## TASK DETAILS:
Nothing in the data may change. Copy all of it exactly.

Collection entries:
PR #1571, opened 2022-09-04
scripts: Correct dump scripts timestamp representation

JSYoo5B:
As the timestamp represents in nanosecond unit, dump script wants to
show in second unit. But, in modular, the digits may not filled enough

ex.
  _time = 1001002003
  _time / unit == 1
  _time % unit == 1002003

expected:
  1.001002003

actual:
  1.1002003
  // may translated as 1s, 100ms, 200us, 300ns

## WRITTEN REPLY:
PR #1571, opened 2022-09-04
scripts: Correct dump scripts timestamp representation

JSYoo5B:
As the timestamp represents in nanosecond unit, dump script wants to
show in second unit. But, in modular, the digits may not filled enough

ex.
  _time = 1001002003
  _time / unit == 1
  _time % unit == 1002003

expected:
  1.001002003

actual:
  1.1002003
  // may translated as 1s, 100ms, 200us, 300ns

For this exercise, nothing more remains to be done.